McQueer is a populist at heart. He started off posting his work on the website Medium, which has a function allowing authors to see how many people are reading the stories and how many scroll right to the end. These statistics changed how he wrote. Determined to hook readers early and keep them reading, he made his stories punchier and more comic. This paid off when he started to perform live on the spoken-word scene, on which he is a guaranteed draw. Later this month he will be appearing as part of the Glasgow International Comedy Festival.
“Because his stories are straightforwardly told, and because he’s got an effortless sweetness, crowds really warm to him,” Ross McCleary, the co-host of Inky Fingers, an open mic night in Edinburgh, told me. “Despite the comparisons to Irvine Welsh, there’s a hopefulness in Chris’s work; there’s not the same sense of attack.”
He writes in his bedroom at home. “It’s just me and my dug. The dug will float aboot” – not literally – “and if I get stuck I take the dug a walk.” It is only since packing in his job, two days before Christmas, that he has felt able to call himself a writer, but even now he has doubts. “I don’t really feel like a real writer, because I’ve not had all the rejection that loads of other writers have had. I just fell into it. Everything happened dead quick … I don’t think I was ready to have my first book come out so soon.” Lately, while recording the audiobook of Hings, putting that Barry White voice to use, he has found himself wincing at some of his sentences and word choices. He is serious about getting better and has enrolled in a creative writing course at City of Glasgow College, which demonstrates an admirable lack of ego.
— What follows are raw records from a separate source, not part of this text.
Issue #607, opened 2025-07-15
Forward simulation on the GPU


rileyjmurray:
PR #390 added preliminary support for PyTorch-backed forward simulation. There's pending follow-up work in PR #613. All of this work so far has been to explore PyTorch's automatic-differentiation features. In principle, this work could be extended to do forward simulation on the GPU. This GitHub issue outlines changes we'd need for such forward simulation to be useful.

TorchForwardSimulator is currently limited to ExplicitOpModels whose members are all in the "full TP" parameterization. In order to make PyTorch-enabled GPU computations truly useful we'd need to extend TorchForwardSimulator to ImplicitOpModels and, we'd need to update several ModelMember classes to implement the [Torchable API](https://github.com/sandialabs/pyGSTi/blob/master/pygsti/modelmembers/torchable.py). 

Here are the classes that need to implement the Torchable API.

POVMs
 * [ComputationalBasisPOVM](https://github.com/sandialabs/pyGSTi/blob/master/pygsti/modelmembers/povms/computationalpovm.py)
 * [ComposedPOVM](https://github.com/sandialabs/pyGSTi/blob/master/pygsti/modelmembers/povms/composedpovm.py)

States
 * [StaticState](https://github.com/sandialabs/pyGSTi/blob/master/pygsti/modelmembers/states/staticstate.py)
 * [ComposedState](https://github.com/sandialabs/pyGSTi/blob/master/pygsti/modelmembers/states/composedstate.py)

Gates
 * Various "static" operation classes (of which there's not a particularly meaningful base class): [StaticArbitraryOp](https://github.com/sandialabs/pyGSTi/blob/master/pygsti/modelmembers/operations/staticarbitraryop.py), [StaticCliffordOp](https://github.com/sandialabs/pyGSTi/blob/master/pygsti/modelmembers/operations/staticcliffordop.py), [StaticStandardOp](https://github.com/sandialabs/pyGSTi/blob/master/pygsti/modelmembers/operations/staticstdop.py), and [StaticUnitaryOp](https://github.com/sandialabs/pyGSTi/blob/master/pygsti/modelmembers/operations/staticunitaryop.py).
 * [ComposedOp](https://github.com/sandialabs/pyGSTi/blob/master/pygsti/modelmembers/operations/composedop.py)
 * [EmbeddedOp](https://github.com/sandialabs/pyGSTi/blob/master/pygsti/modelmembers/operations/embeddedop.py)
 
Error processes
[...]

PR #834, opened 2026-07-08
Extend pytorch support beyond plain "full TP" models

rileyjmurray:
PR #390 added TorchForwardSimulator, but it only worked on ExplicitOpModel objects whose members were all in the `full TP` parameterization — `Torchable.stateless_data`/`torch_base` were implemented for a handful of classes. Issue #607 laid out what it would take to make PyTorch-backed (and eventually GPU) forward simulation useful in general: implement the Torchable API across the rest of the ModelMember hierarchy. This PR targets that issue.

After this PR, TorchForwardSimulator runs end-to-end on Lindblad-parameterized models (Lindblad SPAM and gates), models with Instrument/TPInstrument layers (including ones built via `Instrument.from_effects` or `Instrument.from_cptr_superops`), and models built from EmbeddedOps.

The main limitation of this PR is that TorchForwardSimulator only supports ExplicitOpModel objects. Extending to ImplicitOpModel objects will be important, later work.

### What changed

**Error generators, the main payoff.** LindbladCoefficientBlock (all three block types, all five `param_mode`s), LindbladErrorgen, ExpErrorgenOp, and EmbeddedErrorgen are now Torchable, and ComposedOp composes them. The chain mirrors the numpy path at each level: each block supplies a differentiable `block_data_torch`, `LindbladErrorgen.torch_base` contracts those against the (dense, precomputed) elementary-generator tensor, ExpErrorgenOp exponentiates via `torch.linalg.matrix_exp`, and ComposedOp multiplies factors in `to_dense` order. This is dense-only — `LindbladErrorgen.stateless_data` asserts a non-sparse representation.

**Lindblad SPAM.** ComposedState and ComposedPOVM / ComposedPOVMEffect are now Torchable (prep = `error_map_superop @ static_ket`; POVM = `base_effect_rows @ error_map_superop`, rows in `self.keys()` order to match how TorchForwardSimulator multiplies against the super-ket). A `CPTPLND`/`GLND` model with Lindblad prep, POVM, *and* gates is now entirely Torchable.

**Static and composite ops.** A new StaticTorchable mixin (`torchable.py`) bakes a static op's constant `to_dense('HilbertSchmidt')` superop into `stateless_data`; StaticUnitaryOp / StaticStandardOp / StaticArbitraryOp subclass it. EmbeddedOp and FullArbitraryOp are Torchable now too (the latter with a realness assert — the torch path would otherwise silently discard an imaginary part `to_dense` doesn't have).

**Instruments.** Instrument, TPInstrument, and TPInstrumentOp are Torchable, including instruments built by the CPTR-based `Instrument.from_effects`/`from_cptr_superops` constructors — which meant making `RootConjOperator` (the ρ ↦ E^½ ρ E^½ operator those constructors produce) Torchable too. That one required `torch.linalg.eigh`, whose AD rules are unstable at degenerate/boundary spectra in *both* forward and reverse mode; see the docstring warning on `RootConjOperator.torch_base` for specifics (and note the numpy reference warns/raises on out-of-range eigenvalues where the torch path clamps silently — a known, documented divergence, not a bug).

**`ComputationalBasisPOVM`** is Torchable (0 parameters — `stateless_data` just bakes the dense POVM matrix).

**TorchForwardSimulator/`torchfwdsim.py`** — substantially reworked to support all of the above:
- StatelessModelCircuitStore now expands instrument layers per circuit (via `model.expand_instruments_and_separate_povm`) and stacks each instrument's members under their `simplify_operations`-derived expanded labels, so instrument-containing circuits work at all.
- POVM rows are selected per-circuit by the expanded circuit's effect labels, so dataset-built layouts — which can reorder a circuit's outcomes relative to `povm.keys()`, or observe only a subset of them — get probabilities written into the right slots instead of silently swapped or shape-mismatched.
- The constructor takes explicit `dtype=`/`device=` arguments; the default dtype is now `torch.float64`.
  `device=` bypasses the `use_gpu` {True, False, None} auto-detection entirely when given.
- `use_gpu=None` no longer clobbers a detected CUDA/XPU device — it used to compute `device = 'cpu' if not use_gpu else ...`, which is wrong for the `None` (auto-detect) case; only a deliberate `use_gpu=False` forces CPU now. MPS is still skipped by default (no float64 support, and matrix exponential can only be handled by temporarily transferring to the CPU).
- A non-Torchable model member now fails with a clear, explanatory `assert`, not an opaque `AttributeError` from a missing `stateless_data`.
- Instrument/TPInstrument's `stateless_data`/`torch_base` functions are shared in a new `StackedMemberDictTorchable` mixin.

**`pyproject.toml`** pins `torch>=2.4` (first version with both `torch.mps.device_count` and `torch.xpu`, which `torchfwdsim.get_device` needs).

### Tests

Per-member unit tests, each checking that `torch_base` reproduces the numpy `to_dense` and that `torch.func.jacrev(torch_base)` reproduces the numpy `deriv_wrt_params`:

- `test_torchable_members.py` (new) — FullArbitraryOp, EmbeddedOp/EmbeddedErrorgen, ComputationalBasisPOVM, ComposedPOVMEffect, RootConjOperator, Instrument, TPInstrument.
- `test_experrorgen_torch.py` — the Lindblad chain: blocks → LindbladErrorgen → ExpErrorgenOp → ComposedOp → ComposedState/ComposedPOVM.
- `test_lindbladcoefficients_torch.py` — per-block `block_data_torch`.
- These share their `torch_base`/Jacobian-checking helpers via `torchable_test_utils.py` (new) rather than each file defining its own copy.

End-to-end coverage, in `test_forwardsim.py`: several new `ForwardSimConsistencyTester` subclasses check that `TorchForwardSimulator` agrees with the four other forward simulators (probability and Jacobian colinearity) on:

- a full CPTPLND/GLNDU model,
- Instrument- and TPInstrument-layered circuits, including a two-layer circuit (so the layout expands to the *product* of both layers' outcomes),
- a CPTR-built instrument,
- a `ComputationalBasisPOVM` model, and
- embedded 2-qubit ops,

plus targeted tests for dataset-ordered/subset layouts and instrument-expansion bookkeeping.

### Design notes and gotchas

- **Type-dispatch pattern.** Composite Torchables (ComposedOp, EmbeddedOp, ExpErrorgenOp, the Instrument/TPInstrument mixin) store `(type(submember), submember.stateless_data(...))` rather than assuming a fixed submember type, and dispatch via `type_handle.torch_base(...)` at eval time. This is what let the ExpErrorgenOp/EmbeddedErrorgen crash get fixed with a one-line change (dispatch instead of hardcoding LindbladErrorgen) rather than a new code path.
- **MRO gotcha.** Adding the `Torchable` (a ModelMember) mixin to a class that *also* has a non-ModelMember mixin with its own `__init__` (ExpErrorgenOp's `_ErrorGeneratorContainer`) can reorder the C3 MRO and pull that mixin into the cooperative `super().__init__()` chain, breaking construction. Fix: list `Torchable` before the non-ModelMember mixin in the bases.
- **`DataSet.add_count_dict` sorts plain-dict keys.** Reproducing a dataset-ordered (non-`povm.keys()`-order) layout in a test requires an `OrderedDict`/`OutcomeLabelDict` input, or real time-series data — a plain dict gets its keys sorted before the layout is built.
- **Realness asserts.** `ComposedPOVMEffect.torch_base` uses `emap.mT`, not `emap.conj().mT` — correct only because error maps are real on Hilbert-Schmidt space today. `ComposedPOVM.torch_base` carries the same assumption. Both now assert `not emap.is_complex()`, so a future complex-valued error map Torchable fails loudly here instead of silently multiplying by an unconjugated tensor.

### Known follow-ups (deferred, not blocking)

- **Hot-path efficiency.** `_bulk_fill_dprobs` rebuilds `StatelessModelCircuitStore` — including all `stateless_data` device uploads — on every call; `TPPOVM.torch_base` converts an identity in the hot path; `LindbladErrorgen.torch_base` contracts in complex and takes `.real`. None of this blocks correctness.
- **Real→complex dtype selection** is implemented separately in `cptrop.py`, `lindbladerrorgen.py`, and `torchable.py`. Small enough in each place that a shared helper wasn't judged worth the indirection.
- **Sparse-superop Lindblad representations** are out of scope — the torch path is dense-only.
- **`StatelessModelCircuitStore.free_param_sizes`** is currently write-only; kept as-is rather than deleted.


rileyjmurray (commented):
The text below is out of date as of July 13, 2026.

------------------------------

The following are not yet Torchable. We need to update so they're Torchable, and then add appropriate tests.

 * GLNDU-parameterized LindbladCoefficientBlocks
 * EmbeddedOp
 * ComputationalBasisPOVM (might automatically work since it's static)
 * RootConjOperator
 * Instrument (might automatically work once RootConjOperator works)
 * TPInstrument

We'll also want to add a new simulation tutorial that addresses how/when to use TorchForwardSimulator. Relevant decisions include precision, targeting CPU or GPU, how reasonable it is to run on Apple Silicon GPUs, etc..

rileyjmurray:
### TODOs

Algorithm changes in TorchForwardSimulator:
 * sort circuits by length, collect process matrices for circuits of a given length in a tensor (3d or 4d), evaluate the matrix-chain multiplication by ``reduce(torch.matmul, [prep] + list(torch.unbind(optensor, dim=0) + [povm])``

pygsti/forwardsims/torchfwdsim.py
```diff
@@ -202,62 +262,112 @@ def circuit_probs_from_free_params(self, *free_params: Tuple[torch.Tensor], enab
...
     """
     A forward simulator that leverages automatic differentiation in PyTorch.
     """
 
     ENABLED = TORCH_ENABLED
+    model   : ExplicitOpModel | None
 
-    def __init__(self, model : Optional[ExplicitOpModel] = None):
+    def __init__(self, model : Optional[ExplicitOpModel] = None, use_gpu: Optional[bool] = None,
+                 dtype: Optional[torch.dtype] = None, device: Optional[str] = None):
```
sserita: A more common pyGSTi pattern is doing something like `device: Optional[str] = "auto"` for the autodetect functionality instead of having one flag and one param to use in case the flag is False. Thoughts?

I guess the one complication is it wouldn't provide the same way to override `"mps"` with `"cpu"`, but maybe we do something like `"mps"` requires `dtype` to explicitly be `torch.float32` for user-aware opt-in (and either warn or override if `dtype` anything else with `"mps"`)?

pygsti/forwardsims/torchfwdsim.py
```diff
@@ -202,62 +262,112 @@ def circuit_probs_from_free_params(self, *free_params: Tuple[torch.Tensor], enab
...
+        if smcs.default_to_reverse_ad:
+            J_func = torch.func.jacrev(smcs.circuit_probs_from_free_params, argnums=argnums) # type: ignore
         else:
-            # Then slm.circuit_probs_from_free_params will automatically skip the extra
-            # steps needed for torch_base to support reverse-mode AD.
-            J_func = torch.func.jacfwd(slm.circuit_probs_from_free_params, argnums=argnums)
-        # ^ Note that this _bulk_fill_dprobs function doesn't accept parameters that
-        #   could be used to override the default behavior of the StatelessModel. If we
-        #   have a need to override the default in the future then we'd need to override
-        #   the ForwardSimulator function(s) that call self._bulk_fill_dprobs(...).
```
sserita, line 260: Are these comments removed because this has changed? Or just because it is not worth worrying about? I'm not seeing any edits yet that address this directly.

pygsti/modelmembers/operations/cptrop.py
sserita, line 1: I didn't even know this was a thing... 😅

pygsti/modelmembers/operations/cptrop.py
```diff
@@ -144,6 +152,57 @@ def to_dense(self, on_space: SpaceT = 'HilbertSchmidt') -> _np.ndarray:
...
+            e.g. ideal projective effects (spectrum of 0s and 1s) yield entirely-NaN Jacobians.  Use
+            torch AD for this operator, in either mode, only for effects whose spectra are interior to
+            ``(0, 1)`` and non-degenerate; only the value path has no such restriction.
+
+        Unlike the numpy reference :func:`~pygsti.tools.optools.rootconj_superop` -- which warns
+        when an eigenvalue of ``E`` strays outside ``[0, 1]`` by more than :attr:`EIGTOL_WARNING`
+        and raises a ``ValueError`` past :attr:`EIGTOL_ERROR` -- this path clamps silently at any
+        magnitude of violation.  So under torch-driven optimization it can keep returning
+        (clamped) values in regions where the numpy path would refuse to evaluate.
+        """
```
sserita, line 195: Is there any way to detect this and warn the user more explicitly as it occurs? This seems subtle and potentially problematic, but doubtful the user will read this docstring.

pygsti/modelmembers/operations/lindbladcoefficients.py
```diff
@@ -1110,6 +1199,9 @@ def _block_data_indices_impl(self):
             block_data_indices[i] = [(1.0, _LEEL('H', (lbl,)))]
         return block_data_indices
 
+    def _coefficient_labels_impl(self):
+        return ["%s Hamiltonian error coefficient" % lbl for lbl in self._bel_labels]
+
```
sserita, line 1204: Thanks for doing these at the same time.

pygsti/modelmembers/povms/composedeffect.py
```diff
@@ -11,36 +11,49 @@
...
 from pygsti.baseobjs import _compatibility as _compat
 from pygsti import SpaceT
 
-class ComposedPOVMEffect(_POVMEffect):  # , _ErrorMapContainer
+
+class ComposedPOVMEffect(_POVMEffect, _Torchable):  # , _ErrorMapContainer
     """
-    TODO: update docstring
-    A Lindblad-parameterized POVMEffect (that is also expandable into terms).
+    A POVM effect formed by composing a static "ideal" effect vector with a parameterized error
```
sserita, line 35: Thanks for this update!

test/unit/objects/test_forwardsim.py
```diff
@@ -339,13 +365,229 @@ def test_consistent_jacs(self):
...
+
+
+class LindbladForwardSimConsistencyTester(ForwardSimConsistencyTester):
+    """End-to-end check that TorchForwardSimulator runs on a full CPTPLND (Lindblad) model and agrees
+    with the other forward simulators (GitHub issue 607).  Every model member is a Lindblad-composed
+    object: the prep is a ComposedState, the POVM a ComposedPOVM, and each gate a
+    ComposedOp([static ideal, ExpErrorgenOp]) -- exercising the whole Torchable op + SPAM chain."""
+
+    PROBS_TOL = 1e-12
+    JACS_TOL = 1e-9
```
sserita, line 393: Worth throwing these in the base class, and then overriding for the looser numerical deriv below?

sserita (changes requested):
A few minor changes requested, otherwise great work on a huge feature!

pygsti/modelmembers/operations/cptrop.py
rileyjmurray: I added it for instrument modeling just a couple of months ago :)

pygsti/forwardsims/torchfwdsim.py
rileyjmurray: Interesting point about the `auto` flag. Normally I dislike because it causes a union between a string and non-strings. In this case there's no such issue with a type union. Will (likely) change and report back.

pygsti/forwardsims/torchfwdsim.py
rileyjmurray: Just not worth worrying about

pygsti/modelmembers/operations/cptrop.py
rileyjmurray: That's a good question. I agree that this failure case is potentially problematic. My actual desire is to figure out a way to sidestep this by falling back on finite-difference methods, which shouldn't have this problem. I'd like to open a github issue about this rather than try to address here.

pygsti/modelmembers/operations/lindbladcoefficients.py
rileyjmurray: Thank the robot! lol

pygsti/modelmembers/povms/composedeffect.py
rileyjmurray: This one I _do_ take credit for :)

test/unit/objects/test_forwardsim.py
rileyjmurray: Turns out that 7 of 8 definitions of PROBS_TOL use 1e-12. The only definition that's different is the base class definition of 1e-14. 

JACS_TOL is 1e-10 in the base class, then 1e-9 every other class but CPTRInstrumentForwardSimConsistencyTester (which uses 1e-6).

Since the base class uses the most strict tolerances I think it makes sense to keep the per-class tolerances as they are.

sserita: That's fair, I missed the tighter base class tols, agree it's better to keep those tight.

sserita (approved):
Good to go!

His next book will be a further collection of stories: “A wee bit longer, a wee bit funnier, a wee bit darker.” He hopes he has a novel in him – “I’d love to write magical realism set in the east end” – and his publisher hopes so, too. “Everything that’s happened over the last 10 years has led up to this moment,” he says. Yet, in a way, McQueer’s creative ambitions remain modest. “I’m trying to write things my pals and my family find funny,” he says. “I just want to give people a laugh.”
Chris McQueer will be at the Grosvenor Cinema, Glasgow, on March 15 as part of the Glasgow International Comedy Festival. The audiobook of Hings will be released this month by 404 Ink. He will be at Glasgow book festival Aye Write! on March 18.